Dress it up—the ins and outs of a dress code policy

As one of the leading developers of staffing software, I have been fortunate to travel all over the country (actually, I am only missing two states to cap all 50 including Puerto Rico) meeting with clients and prospects.  I have seen everything from very formal to borderline ballpark casual and often get questions about how to write and enforce a dress code or appearance policy.  If you were to ever pop-in unannounced at BWSI’s offices, you would probably find that this question, directed at me in particular, is somewhat laughable since I have the terms ‘dress jeans’ and ‘good flip-flops’ in my vernacular.  That being said, you can legally implement and enforce an appearance policy with several caveats.

  • Discrimination Issues:  Your policy should be as gender-neutral and allow for as much reasonable accommodation for religious reasons as is prudent.  There are circumstances, albeit limited, where an employee can claim religious reasons for a particular type of dress or garb.  BWSI highly recommends that if this situation arises and you are uncomfortable for making such accommodations that you consult qualified counsel for guidance.  One should note that piercings and tattoos are not generally afforded protection as a religious reason.

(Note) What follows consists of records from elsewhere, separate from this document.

PR #11317, opened 2022-02-02
convert Collection into a class

jimmywarting:
**Summary**

Wanted to modernize some things to classes, if you are happy with this kind of change, then there is more of this kind of PR ahead if you want

### DIFF
--- a/lib/collection.js
+++ b/lib/collection.js
@@ -4,43 +4,261 @@
  * Module dependencies.
  */
 
-const EventEmitter = require('events').EventEmitter;
+const EventEmitter = require('events');
 const STATES = require('./connectionstate');
 const immediate = require('./helpers/immediate');
 
-/**
- * Abstract Collection constructor
- *
- * This is the base class that drivers inherit from and implement.
- *
- * @param {String} name name of the collection
- * @param {Connection} conn A MongooseConnection instance
- * @param {Object} opts optional collection options
- * @api public
- */
+class Collection {
+  /**
+   * Abstract Collection constructor
+   *
+   * This is the base class that drivers inherit from and implement.
+   *
+   * @param {String} name name of the collection
+   * @param {Connection} conn A MongooseConnection instance
+   * @param {Object} opts optional collection options
+   * @api public
+   */
+  constructor(name, conn, opts) {
+    if (opts === void 0) {
+      opts = {};
+    }
+    if (opts.capped === void 0) {
+      opts.capped = {};
+    }
 
-function Collection(name, conn, opts) {
-  if (opts === void 0) {
-    opts = {};
+    if (typeof opts.capped === 'number') {
+      opts.capped = { size: opts.capped };
+    }
+
+    this.opts = opts;
+    this.name = name;
+    this.collectionName = name;
+    this.conn = conn;
+    this.queue = [];
+    this.buffer = true;
+    this.emitter = new EventEmitter();
+
+    if (STATES.connected === this.conn.readyState) {
+      this.onOpen();
+    }
   }
-  if (opts.capped === void 0) {
-    opts.capped = {};
+
+  /**
+   * Called when the database connects
+   *
+   * @api private
+   */
+  onOpen() {
+    this.buffer = false;
+    immediate(() => this.doQueue());
   }
 
-  if (typeof opts.capped === 'number') {
-    opts.capped = { size: opts.capped };
+  /**
+   * Called when the database disconnects
+   *
+   * @api private
+   */
+  onClose() { }
+
+  /**
+   * Queues a method for later execution when its
+   * database connection opens.
+   *
+   * @param {String} name name of the method to queue
+   * @param {Array} args arguments to pass to the method when executed
+   * @api private
+   */
+  addQueue(name, args) {
+    this.queue.push([name, args]);
+    return this;
   }
 
-  this.opts = opts;
-  this.name = name;
-  this.collectionName = name;
-  this.conn = conn;
-  this.queue = [];
-  this.buffer = true;
-  this.emitter = new EventEmitter();
+  /**
+   * Removes a queued method
+   *
+   * @param {String} name name of the method to queue
+   * @param {Array} args arguments to pass to the method when executed
+   * @api private
+   */
+  removeQueue(name, args) {
+    const index = this.queue.findIndex(v => v[0] === name && v[1] === args);
+    if (index === -1) {
+      return false;
+    }
+    this.queue.splice(index, 1);
+    return true;
+  }
 
-  if (STATES.connected === this.conn.readyState) {
-    this.onOpen();
+  /**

  • Written Policy:  You should have a clearly and carefully written policy for your dress code/appearance policy.  It should in no way be subjective or inconsistent, but firmly based on business decisions/safety reasons for said policy.  It shouldn’t be an exhaustive list of what an employee can and cannot wear, although you can prohibit certain articles of clothing (tank tops or jeans for example).  By including certain articles of clothing that are prohibited (such as jeans), you eliminate any subjectivity as to whether an employee’s clothing is professional enough or projecting the image you want to project.
  • Acknowledgement: You can choose to have an employee sign-off on the dress code/appearance policy as part of their onboarding process.  A common way I have seen this done is to include it in the employee handbook, which usually has an acknowledgement/acceptance sign-off associated with its receipt.

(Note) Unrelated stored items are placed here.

Issue #11302, opened 2022-01-31
Mongoose can't straddle MongoDB 4.4 and 5?


JavaScriptBach:
I am using Mongoose 5.13.10 and would like to upgrade MongoDB from 4.4 to 5. However, the [docs](https://mongoosejs.com/docs/compatibility.html) imply that no version of Mongoose is compatible with both versions of MongoDB:

> Below are the semver ranges representing which versions of mongoose are compatible with the listed versions of MongoDB server.
> * MongoDB Server 4.4.x: mongoose ^5.10.0
> * MongoDB Server 5.x: mongoose ^6.0.0

Is this a documentation mistake? If not, how can I safely upgrade MongoDB?

IslandRhythms:
The docs are stating that MongoDB Server 4.4.x is compatible with all versions of mongoose equal to and higher than 5.10.0
and MongoDB Server 5.x is compatible with versions of mongoose equal to or higher than 6.

JavaScriptBach:
> The docs are stating that MongoDB Server 4.4.x is compatible with all versions of mongoose equal to and higher than 5.10.0 and MongoDB Server 5.x is compatible with versions of mongoose equal to or higher than 6. Meaning You can stay on 4.4 and use mongoose v6

In that case I think the docs need to be updated then, because ^ includes minor releases only (https://docs.npmjs.com/about-semantic-versioning), e.g. ^5.10.0 does not include 6 and higher. You can see that major releases are also explicitly called out separately in the other bullet points like this:

> * MongoDB Server 3.0.x: mongoose ^3.8.22, 4.x, or 5.x

vkarpov15:
In order to upgrade to MongoDB server 5.x, you would need to upgrade to Mongoose 6 first.

PR #11320, opened 2022-02-02
Mark Mongoose 6 as compatible with MongoDB 4

JavaScriptBach:
Based on the conversation in #11302, I assume Mongoose 6 is compatible with MongoDB 4. Update docs so people know that a safe upgrade is possible.

### DIFF
--- a/docs/compatibility.md
+++ b/docs/compatibility.md
@@ -11,9 +11,9 @@ Below are the [semver](http://semver.org/) ranges representing which versions of
 * MongoDB Server 3.2.x: mongoose `^4.3.0` or `5.x`
 * MongoDB Server 3.4.x: mongoose `^4.7.3` or `5.x`
 * MongoDB Server 3.6.x: mongoose `5.x`
-* MongoDB Server 4.0.x: mongoose `^5.2.0`
-* MongoDB Server 4.2.x: mongoose `^5.7.0`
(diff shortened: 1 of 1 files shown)


docs/compatibility.md
```diff
@@ -11,9 +11,9 @@ Below are the [semver](http://semver.org/) ranges representing which versions of
 * MongoDB Server 3.2.x: mongoose `^4.3.0` or `5.x`
 * MongoDB Server 3.4.x: mongoose `^4.7.3` or `5.x`
 * MongoDB Server 3.6.x: mongoose `5.x`
-* MongoDB Server 4.0.x: mongoose `^5.2.0`
-* MongoDB Server 4.2.x: mongoose `^5.7.0`
-* MongoDB Server 4.4.x: mongoose `^5.10.0`
+* MongoDB Server 4.0.x: mongoose `^5.2.0` or `6.x`
```
AbdelrahmanHafez, line 14: AFAIK, we don't drop support for older MongoDB versions as we upgrade versions, so I assume it's safe to change this with:
```suggestion
* MongoDB Server 4.0.x: mongoose >= `^5.2.0`
```

vkarpov15: I think that `^5.2.0` or `6.x` is less brittle, because otherwise what happens with Mongoose 7?

vkarpov15 (approved):
Thanks :+1:

Issue #11318, opened 2022-02-02
https://github.com/mongoosejs/mongoose-lean-getters/issues/11


vkarpov15:
https://github.com/mongoosejs/mongoose-lean-getters/issues/11

PR #11325, opened 2022-02-03
test: use tsd for tests re: #11311

vkarpov15:
@Uzlopak


Uzlopak:
Nice, so you want to completely replace the typescript tests with tsd?

vkarpov15:
@Uzlopak yes. I would prefer to get rid of the current iteration of TypeScript tests because they're very slow and brittle. tsd seems like it does exactly what we need: assert that certain lines error out.

The only reason I can think of to keep the current iteration of TypeScript tests is that the current architecture makes it easy to run tests with different TypeScript configs - some tests use strict mode, some don't, and we can configure other options as well.

Uzlopak:
The only reason why i would think that the Typescript Integration Test makes sense is to determine if we are able to import also as esm module like this and if it still works. 

```typescript
import * as mongoose from "mongoose"; // don't know how this is called
import mongoose from "mongoose"; // esm
import { connect } from "mongoose"; // named import
```

Like the issue was reported in #11318 could have been avoided, because we would have seen that the definitions not match on an code base level.

But on the other hand you just need to do the do once the holy Trinity of the exports like this, to ensure that esm import is also possible. 

```javascript
module.exports = mongoose
module.exports.default = mongoose
module.exports.mongoose = mongoose
```

So removing typescript integration makes fully sense, as the only breaking point as far as I know is the import, and that should be not a biggy if we just make the exports right...

Uzlopak:
Well actually for testing if it is possible to esm import it we would need just to test if default export and mongoose export is mongoose object. So no need for TS integration test at all.

Uzlopak:
How can we coordinate the tsd implementation? :)

PR #11327, opened 2022-02-04
perf: remove regexp-clone

Uzlopak:
Cloning an regexp does not need an external library.

### DIFF
--- a/lib/helpers/clone.js
+++ b/lib/helpers/clone.js
@@ -1,7 +1,5 @@
 'use strict';
 
-
-const cloneRegExp = require('regexp-clone');
 const Decimal = require('../types/decimal128');
 const ObjectId = require('../types/objectid');
 const specialProperties = require('./specialProperties');
@@ -144,5 +142,13 @@ function cloneArray(arr, options) {
     ret.push(clone(item, options, true));
   }
 
+  return ret;
+}
+
+function cloneRegExp(regexp) {
+  const ret = new RegExp(regexp.source, regexp.flags);
+  if (typeof regexp.lastIndex === 'number') {
+    ret.lastIndex = regexp.lastIndex;
+  }
   return ret;
 }
--- a/lib/helpers/clone.js
+++ b/lib/helpers/clone.js
@@ -146,7 +146,7 @@ function cloneArray(arr, options) {
 }
 
 function cloneRegExp(regexp) {
-  const ret = new RegExp(regexp);
+  const ret = new RegExp(regexp.source, regexp.flags);
 
   (typeof regexp.lastIndex === 'number') && (ret.lastIndex = regexp.lastIndex);
   return ret;
--- a/lib/helpers/clone.js
+++ b/lib/helpers/clone.js
@@ -148,6 +148,8 @@ function cloneArray(arr, options) {
 function cloneRegExp(regexp) {
   const ret = new RegExp(regexp.source, regexp.flags);
 
-  (typeof regexp.lastIndex === 'number') && (ret.lastIndex = regexp.lastIndex);
+  if (ret.lastIndex !== regexp.lastIndex) {
+    ret.lastIndex = regexp.lastIndex;
+  }
   return ret;
 }
--- a/lib/helpers/clone.js
+++ b/lib/helpers/clone.js
@@ -146,9 +146,8 @@ function cloneArray(arr, options) {
 }
 
 function cloneRegExp(regexp) {
-  const ret = new RegExp(regexp.source, regexp.flags);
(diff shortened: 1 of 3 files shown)


lib/helpers/clone.js
```diff
@@ -145,4 +143,11 @@ function cloneArray(arr, options) {
...
 
   return ret;
-}
\ No newline at end of file
+}
+
+function cloneRegExp(regexp) {
+  const ret = new RegExp(regexp);
+
+  (typeof regexp.lastIndex === 'number') && (ret.lastIndex = regexp.lastIndex);
```
AbdelrahmanHafez, line 151: I think it'd be easier to read if we convert this to a regular condition.

lib/helpers/clone.js
```diff
@@ -145,4 +143,11 @@ function cloneArray(arr, options) {
   }
 
   return ret;
-}
\ No newline at end of file
+}
+
+function cloneRegExp(regexp) {
+  const ret = new RegExp(regexp);
```
AbdelrahmanHafez, line 149: Looking at the original [regexp-clone](https://github.com/aheckmann/regexp-clone/blob/c44446929998bef515e15e4de4e73204c1a6b1f4/index.js#L14) code, we're copying the flags and adding them as a second argument for:
`new RegExp(originalRegexp, flags);`.

Do we not need to do that?

test/helpers/clone.test.js
```diff
@@ -148,9 +148,11 @@ describe('clone', () => {
 
     describe('constructor is RegExp', () => {
       it('return new equal date ', () => {
-        const base = new RegExp(/A-Z.*/);
+        const base = new RegExp(/A-Z.*/g);
+        base.lastIndex = 2;
         const cloned = clone(base);
         assert.deepStrictEqual(base, cloned);
```
AbdelrahmanHafez, line 154: Would be great if we could assert that the flags get copied over.
Not sure if `deepStrictEqual` checks for that.

AbdelrahmanHafez (changes requested):
Glad that we're getting rid of more and more dependencies.
Have a couple of questions and suggestions regarding the introduced changes, but I'm happy with that change.

test/helpers/clone.test.js
Uzlopak: I tested it. It checks for the flags. But it does not check for lastIndex. Thats why I added the separate lastIndex assertion.

lib/helpers/clone.js
Uzlopak: https://developer.mozilla.org/en-US/docs/Web/JavaScript/Reference/Global_Objects/RegExp/RegExp#parameters

Do we need to support less than ES2015? But I guess we can do it on the safe side.

Uzlopak:
```suggestion
  const ret = new RegExp(regexp.source, regexp.flags);
```

lib/helpers/clone.js
Uzlopak:
```suggestion
  If (typeof regexp.lastIndex === 'number') {
    ret.lastIndex = regexp.lastIndex;
  }
```

Uzlopak:
@AbdelrahmanHafez 
Fixed the comments.

AbdelrahmanHafez (approved):

Uzlopak:
@AbdelrahmanHafez 
@vkarpov15  
Also here some benchmarks:

regexp-clone x 2,177,401 ops/sec ±1.10% (87 runs sampled)
new RegExp(regex) x 4,872,620 ops/sec ±0.74% (91 runs sampled)
new RegExp(regex.source, regex.flags) x 5,274,696 ops/sec ±0.73% (89 runs sampled)

So intuitivly, we have implemented the fastest cloning

```javascript
const Benchmark = require('benchmark');
const cloneRegExp = require('regexp-clone');

const regex = /^a$/g;

new Benchmark.Suite()
  .add('regexp-clone', function () {
    const newRegex = cloneRegExp(regex)
  })
  .add('new RegExp(regex)', function () {
    const newRegex = new RegExp(regex);
    if (typeof regex.lastIndex === "number") {
        newRegex.lastIndex = regex.lastIndex;
    }
  })
  .add('new RegExp(regex.source, regex.flags)', function () {
    const newRegex = new RegExp(regex.source, regex.flags);
    if (typeof regex.lastIndex === "number") {
        newRegex.lastIndex = regex.lastIndex;
    }
  })
  .on('cycle', function (evt) {
    console.log(String(evt.target));
  })
  .run();
```

vkarpov15 (approved):
Nice, thanks :+1: I also agree about removing deps.

PR #11329, opened 2022-02-04
Fixed missing semicolon and use const instead of let

apeltop:
Fixed missing semicolon and use const instead of let. that can't be changed through reassignment


AbdelrahmanHafez (approved):
Thanks 👍

vkarpov15 (approved):
Thanks :+1:

PR #11330, opened 2022-02-04
Add parenthesis

apeltop:
There's no problem with existing code because there are no arguments in the function call.
But most other places use parentheses by no arguments in the function call. so I change it . 
I think there's a reason why you didn't change it.


AbdelrahmanHafez (approved):
LGTM, thanks 👍

vkarpov15 (approved):
Nice work, thanks :+1: no particular reason for us to prefer `new Date` over `new Date()`, the latter is more readable.

PR #11334, opened 2022-02-04
impr: better esm support, no necessity for setting allowSyntheticDefaultImports and esModuleInterop

Uzlopak:
This PR improves the esm support. 

you can now import mongoose in typescript with
```typescript
```
without being forced to set esModuleInterop or allowSyntheticDefaultImports to true.

I tested it with those settings set to true, and it doesnt break. So backwards compatibility, that means somebody set those settings to true in his existing project, is given.

### DIFF
--- a/index.d.ts
+++ b/index.d.ts
@@ -1,8 +1,9 @@
+import events = require('events');
+import mongodb = require('mongodb');
+import mongoose = require('mongoose');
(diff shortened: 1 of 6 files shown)


Uzlopak:
created new PR to avoid annoying merge conflict solving.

  • Training:  This is one item where you can invite trouble.  All staff responsible for enforcing the dress code/appearance policy should have some directed training above and beyond simply going over the policy.  Improperly trained/untrained staff could be placed in a situation to make a poor or uninformed decision in situations related to gender or religious issues as it relates to the appearance policy.

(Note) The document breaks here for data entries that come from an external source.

PR #11337, opened 2022-02-05
Fix: Broken Link

saibbyweb:
Hyperlink for `Document.equals()` on this page: https://mongoosejs.com/docs/api/array.html#mongoosearray_MongooseArray-pull leads to (https://mongoosejs.com/docs/api/api.html#document_Document-equals) which is a 404 not found page.

The pull request intends to fix the broken link.

PR #11338, opened 2022-02-05
Fix: Broken Link (#11337) +1

saibbyweb:
The edit on Github button on this page: https://mongoosejs.com/docs/api/array.html#mongoosearray_MongooseArray-pull where I actually found the broken link #11337 is itself a broken link :|

I found another file with similar contents, not exactly sure which one corresponds to the actual website docs, so decided to modify this as well.


vkarpov15 (approved):
Thanks :+1:

PR #11344, opened 2022-02-07
remove npm script for symlinking mongoose

Uzlopak:
This is a PR following the tsd PR. We don't need to symlink any more, yeah!


AbdelrahmanHafez (approved):
This is great, thanks. 👍
The symlinks thing was a bit intimidating. I couldn't have it work on my Windows machine.

PR #11352, opened 2022-02-08
simplify a little bit in save handler

Uzlopak:
This is just a little bit golfing. Not a biggy.


twhy:
It's good to simplify the code, and the line below
```javascript
const matchedCount = !documentExists ? 0 : 1;
```
can just be
```javascript
const matchedCount = documentExists ? 1 : 0;
```

Uzlopak:
I guess i could even make it branchless by just doing

documentExists * 1

vkarpov15 (approved):

PR #11353, opened 2022-02-08
eachAsync: use nextTick instead of setTimeout and other small improvements

Uzlopak:


lib/helpers/cursor/eachAsync.js
```diff
@@ -23,22 +23,20 @@ const promiseOrCallback = require('../promiseOrCallback');
 
 module.exports = function eachAsync(next, fn, options, callback) {
   const parallel = options.parallel || 1;
-  const batchSize = options.batchSize;
+  const batchSize = options.batchSize || undefined;
```
vkarpov15, line 26: Why is this necessary? For one thing, this will cause `batchSize: 0` to throw an unreadable error.

lib/helpers/cursor/eachAsync.js
```diff
@@ -23,22 +23,20 @@ const promiseOrCallback = require('../promiseOrCallback');
...
-      if (typeof batchSize !== 'number') {
-        throw new TypeError('batchSize must be a number');
-      }
-      if (batchSize < 1) {
-        throw new TypeError('batchSize must be at least 1');
-      }
-      if (batchSize !== Math.floor(batchSize)) {
-        throw new TypeError('batchSize must be a positive integer');
-      }
+  if (typeof batchSize !== 'undefined') {
```
vkarpov15, line 29: Why move this out of `promiseOrCallback()`? We prefer to consistently return a promise, rather than sometimes return promise vs sometimes throwing a sync error - more like `async function()` semantics

vkarpov15 (changes requested):

lib/helpers/cursor/eachAsync.js
Uzlopak: Oh nice. Didn't thought about this.

Uzlopak: fixed

lib/helpers/cursor/eachAsync.js
Uzlopak: Correct.

Uzlopak:
@vkarpov15 
It should now be according to your liking :)

vkarpov15 (approved):
Thanks :+1:

PR #11356, opened 2022-02-08
simplify castPipelineOperator

Uzlopak:
Small refactor


Uzlopak:
Well, now I replaced all the lookup Objects with Sets and replaced a Regex with an indexOf, which is provable faster than the regex.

  • Be Consistent:  Uniform enforcement of the policy is key to keeping your appearance policy within legal boundaries.  Ensure that what applies to one employee applies to all as far as your appearance policy and its enforcement are concerned.

Based on BWSI’s experience, staffing agencies that have a defined dress code/personal appearance policy for both their internal staff and contingent employees project a much more professional appearance.  It is important to realize that with your contingent employees, they are the public face of your business as they go out on assignment.  You do not have to tolerate an unprofessional appearance, but there are certain legal guidelines that one should be aware of.